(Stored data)
PR #22302, opened 2022-07-19
contrib: require an end-user sponsor

mattklein123:


mattklein123:
cc @envoyproxy/envoy-maintainers @moderation for comment

EXTENSION_POLICY.md
```diff
@@ -147,6 +147,14 @@ included by default in the main image builds. Consumers need to pull directly fr
 images described in the installation guide. Please read the linked document in detail to determine
 whether contrib extensions are the right choice for a newly proposed extension.
 
+**NOTE:** Contrib extensions **require** an end-user sponsor. The sponsor is someone who will run
```
mattklein123, line 150: Note: need to further define end-user and probably cross link to the security process which also talks about end-users. We should use the same definition in both places. cc @moderation

mattklein123: Referenced https://github.com/envoyproxy/envoy/blob/main/SECURITY.md#membership-criteria but not really well defined. So let's carefully define and then cross link.

Very roughly, and end-user is someone that uses Envoy to directly serve traffic for a 1st party offering. A vendor can also be an end-user (Google would be the canonical example of this within the community.)

jmarantz (approved):
This makes sense to me. Thanks for writing this up.

ggreenway (approved):

phlax (approved):

kyessenov (dismissed):

adisuissa (approved):

wrowe (dismissed):

alyssawilk (approved):

mattklein123:
I'm going to take a stab at better defining end user today and will ping back for another review.

mattklein123:
@envoyproxy/envoy-maintainers I updated this PR and attempted to define end user which also is relevant to the security list membership policy. PTAL.

alyssawilk (approved):

KBaichoo (approved):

What the task asks ▸ This exercise requires an exact copy of all the records.

Response to this task ▸
PR #22302, opened 2022-07-19
contrib: require an end-user sponsor

mattklein123:


mattklein123:
cc @envoyproxy/envoy-maintainers @moderation for comment

EXTENSION_POLICY.md
```diff
@@ -147,6 +147,14 @@ included by default in the main image builds. Consumers need to pull directly fr
 images described in the installation guide. Please read the linked document in detail to determine
 whether contrib extensions are the right choice for a newly proposed extension.
 
+**NOTE:** Contrib extensions **require** an end-user sponsor. The sponsor is someone who will run
```
mattklein123, line 150: Note: need to further define end-user and probably cross link to the security process which also talks about end-users. We should use the same definition in both places. cc @moderation

mattklein123: Referenced https://github.com/envoyproxy/envoy/blob/main/SECURITY.md#membership-criteria but not really well defined. So let's carefully define and then cross link.

Very roughly, and end-user is someone that uses Envoy to directly serve traffic for a 1st party offering. A vendor can also be an end-user (Google would be the canonical example of this within the community.)

jmarantz (approved):
This makes sense to me. Thanks for writing this up.

ggreenway (approved):

phlax (approved):

kyessenov (dismissed):

adisuissa (approved):

wrowe (dismissed):

alyssawilk (approved):

mattklein123:
I'm going to take a stab at better defining end user today and will ping back for another review.

mattklein123:
@envoyproxy/envoy-maintainers I updated this PR and attempted to define end user which also is relevant to the security list membership policy. PTAL.

alyssawilk (approved):

KBaichoo (approved):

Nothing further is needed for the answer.